In our study, we noticed some other gene-editing tools showed similar efficiency with CRISPR/Cas9 in several HPV-positive cell lines. However, both ZFN and TALEN are modular proteins including the adaptable DNA binding domain fused with FokI, which is a complex process for designing these tools to target a novel DNA sequence. In contrast, the CRISPR/Cas9 system is a relatively simple designed system to overcome this shortage [35, 36]. Besides, the shRNA mainly targeted transcription products of HPV16 oncogene, which means it has a limited impact on the HPV DNA which was integrated into human cells, suggesting that this approach might only have a temporary effect. Furthermore, by designing multiple sgRNAs that target different genomic sequences, CRISPR/Cas9 system could editing multiple genes simultaneously, which could greatly enhance the therapeutic potential of this technology [37, 38]. Thus, we believe that although in some cancer cell lines, the CRISPR/Cas9 system and other techniques showed similar efficiency, this is still a promising tool for the therapy of cervical lesions.

This study still has some limitations. Our goal was to apply the designed HPV16 E7-targeted CRISPR/Cas9 system to clinical patients, but many factors still need to be taken into consideration, such as the vaginal fluid and pH value, which need to be confirmed by further experiments. In addition, the comprehensive analysis of host immune response and assessment of long-term effects were insufficient in our study. Three kinds of gene editing tools target different HPV16 E7 cleavage sites, and further experiments are needed to confirm their therapeutic effects. In this experiment, we focused on the HPV16 E7 protein, which may not explore the impact of other cleavage sites of HPV16. In future studies, we also hope to continue to design CRISPR/Cas9 systems for other cutting sites of HPV and explore their effect. Previous research also indicated that HPV integration would affect the local chromosome architecture of host cells, which could influence the progression of cervical carcinogenesis other than HPV oncoprotein [39]. Besides, the application of the CRISPR/Cas9 system could impact the three-dimensional (3D) genome structure of DNA [40]. We suspected the double-strand DNA breaks induced by our CRISPR/Cas9 system might have other potential mechanisms causing the death of target cells, which will need further validation.

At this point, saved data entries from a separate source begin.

PR #3918, opened 2023-04-14
Fix isWritable incorrect problem.

horizonzy:
### Motivation
The `isWritable` should be false in some places, correct it.

### DIFF
--- a/bookkeeper-server/src/main/java/org/apache/bookkeeper/proto/PerChannelBookieClient.java
+++ b/bookkeeper-server/src/main/java/org/apache/bookkeeper/proto/PerChannelBookieClient.java
@@ -631,11 +631,11 @@ public class PerChannelBookieClient extends ChannelInboundHandlerAdapter {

In addition, we would like to expand the number of treated mice in the follow-up study to further ensure the efficiency and safety of our CRISPR/Cas9 system.

In conclusion, we have demonstrated that CRISPR/Cas9 targeting HPV16 E7 can effectively reduce the expression of E7 protein in vivo/in vitro and have potential treatment effects on HPV-related cervical cancer and precancerous lesions.